From the data that follows, report the number of lines including "ColorSpace", and only that number.

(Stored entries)
========================================

PR #50, opened 2024-11-17
Add `discard_alpha` utility function.

### LINKED ISSUE #46: Shorthand for discarding alpha
As I start to use the newly added `color::palette::css` code, I find that I'm often having to discard the alpha as I'm using `OpaqueColor` a lot.

I could do:

```
let (c, _) = color::palette::css::GOLDENROD.split();
```

But it would be nice for `AlphaColor` to have a const function for this like `discard_alpha` or `to_opaque`.

Either way, it isn't a big deal, just a small paper cut.

waywardmonkeys:
This is implemented for both `AlphaColor` and `PremulColor` to return an `OpaqueColor`.

In the case of a `PremulColor`, it will un-premultiply the alpha.

To keep this `const fn`, the `PremulColor::un_premultiply` function had to be marked as `const fn`.

Fixes #46.

### DIFF
--- a/color/src/color.rs
+++ b/color/src/color.rs
@@ -307,6 +307,14 @@ impl<CS: ColorSpace> AlphaColor<CS> {
         (OpaqueColor::new(opaque), alpha)
     }
 
+    /// Split out the opaque components, discarding the alpha.
+    ///
+    /// This is a shorthand for calling [`split`](Self::split).
+    #[must_use]
+    pub const fn discard_alpha(self) -> OpaqueColor<CS> {
+        self.split().0
+    }
+
     /// Convert a color into a different color space.
     #[must_use]
     pub fn convert<TargetCs: ColorSpace>(self) -> AlphaColor<TargetCs> {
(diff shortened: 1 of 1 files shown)


color/src/color.rs
```diff
@@ -426,6 +434,15 @@ impl<CS: ColorSpace> PremulColor<CS> {
         Self { components, cs }
     }
 
+    /// Split out the opaque components, discarding the alpha.
+    ///
+    /// This is a shorthand for un-premultiplying the alpha and
+    /// calling [`AlphaColor::discard_alpha`].
```
raphlinus, line 440: I think I might mention that the result of this method on a fully transparent color is black.

color/src/color.rs
```diff
@@ -442,7 +459,7 @@ impl<CS: ColorSpace> PremulColor<CS> {
 
     /// Convert a color to the corresponding separate alpha form.
     #[must_use]
-    pub fn un_premultiply(self) -> AlphaColor<CS> {
+    pub const fn un_premultiply(self) -> AlphaColor<CS> {
```
raphlinus, line 462: :+1:

We might look for other opportunities to add `const`. In this case, it's a gimme, as `premultiply` is also const, so I would say that not having it was an oversight, corrected by this PR.

raphlinus (approved):
Looks good, thanks!

color/src/color.rs
waywardmonkeys: Added.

========================================

THE COMPLETED TASK
4